At this point in the investigation, these clues, investigators concluded, were enough to suggest that Mr Ulbricht and DPR - if not the same person - were at the very least in the same location at the same time.
Fake IDs
The court complaint went into detail about further leads that followed.
In July of this year, by coincidence, a routine border check of a package from Canada discovered forged documents for several fake identities all containing photographs of the same person.

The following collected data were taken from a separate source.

PR #1035, opened 2020-08-12
kubeone proxy command

### LINKED ISSUE #719: kubeone tunnel proxy
`kubeone proxy` subcommand, that will open SSH tunnel and will act as local HTTPS proxy to provide kube-api access in case when it's not available from the internet (e.g. internal/firewalled LB).

`kubeone proxy` should print instructions for the user on start up.

With merge of https://github.com/kubermatic/kubeone/pull/714 kubeone access to kube-api is going to originate from the instances using SSH tunnels. In order to provide access kube-api from localhost we need a HTTPS proxy for kubectl that will also tunnel requests.

kron4eg:
Launch local HTTPS capable proxy (CONNECT method) to tunnel HTTPS request via SSH. This is especially useful in cases when kubeapi endpoint is not accessible from the public internets.

Fixes #719 

```release-note
added: kubeone proxy command
```

### DIFF
--- a/pkg/cmd/proxy.go
+++ b/pkg/cmd/proxy.go
@@ -1,0 +1,143 @@
+/*
+Copyright 2020 The KubeOne Authors.
+
+Licensed under the Apache License, Version 2.0 (the "License");
+you may not use this file except in compliance with the License.
+You may obtain a copy of the License at
+
+    http://www.apache.org/licenses/LICENSE-2.0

It was headed to San Francisco's 15th Street. Homeland security visited the address, and found the man in the photographs - Mr Ulbricht.
He told officers that the people he lived with knew him simply as Josh - one housemate described him as being "always home in his room on the computer".
Around the same time, investigators working on the Silk Road case later discovered, DPR had been communicating with users privately to ask for advice on obtaining fake IDs - needed in order to purchase more servers.
Further activity attributed to Mr Ulbricht took place on Stack Overflow - a question-and-answer website for programmers - where a user named Frosty asked questions about intricate coding that later became part of the source code of Silk Road.
In another apparent slip-up, one of Frosty's messages initially identified itself as being written by Ross Ulbricht - before being quickly corrected.
"I believe that Ulbricht changed his username to 'frosty' in order to conceal his association with the message he had posted one minute before," lead prosecutor Christopher Tarbell wrote in court documents.

What was the Silk Road?

Silk Road took its name from the historic trade routes spanning Europe, Asia and parts of Africa.
News reports and other internet chatter helped it become notorious. However, most users would not have been able to stumble upon the site as the service could only be accessed through a service called Tor - a facility that routes traffic through many separate encrypted layers of the net to hide data identifiers.
Tor was invented by the US Naval Research Laboratory and has subsequently been used by journalists and free speech campaigners, among others, to safeguard people's anonymity.
But it has also been used as a means to hide illegal activities, leading it to be dubbed "the dark web".
Payments for goods on Silk Road were made with the virtual currency Bitcoin, which can be hard to monitor.
Court documents from the FBI said the site had just under a million registered users, but investigators said they did not know how many were active.
Earlier this year Carnegie Mellon University estimated that over $1.22m (£786,000) worth of trading took place on the Silk Road every month.

How bitcoins work

Bitcoin is often referred to as a new kind of currency.
But it may be better to think of its units as being virtual tokens that have value because enough people believe they do and there is a finite number of them.
Each of the 11 million Bitcoins currently in existence is represented by a unique online registration number.
These numbers are created through a process called "mining", which involves a computer solving a difficult mathematical problem.
Each time a problem is solved the computer's owner is rewarded with 25 Bitcoins.
To receive a Bitcoin, a user must also have a Bitcoin address - a randomly generated string of 27 to 34 letters and numbers - which acts as a kind of virtual postbox to and from which the Bitcoins are sent.
Since there is no registry of these addresses, people can use them to protect their anonymity when making a transaction.
These addresses are in turn stored in Bitcoin wallets, which are used to manage savings. They operate like privately run bank accounts - with the proviso that if the data is lost, so are the Bitcoins contained.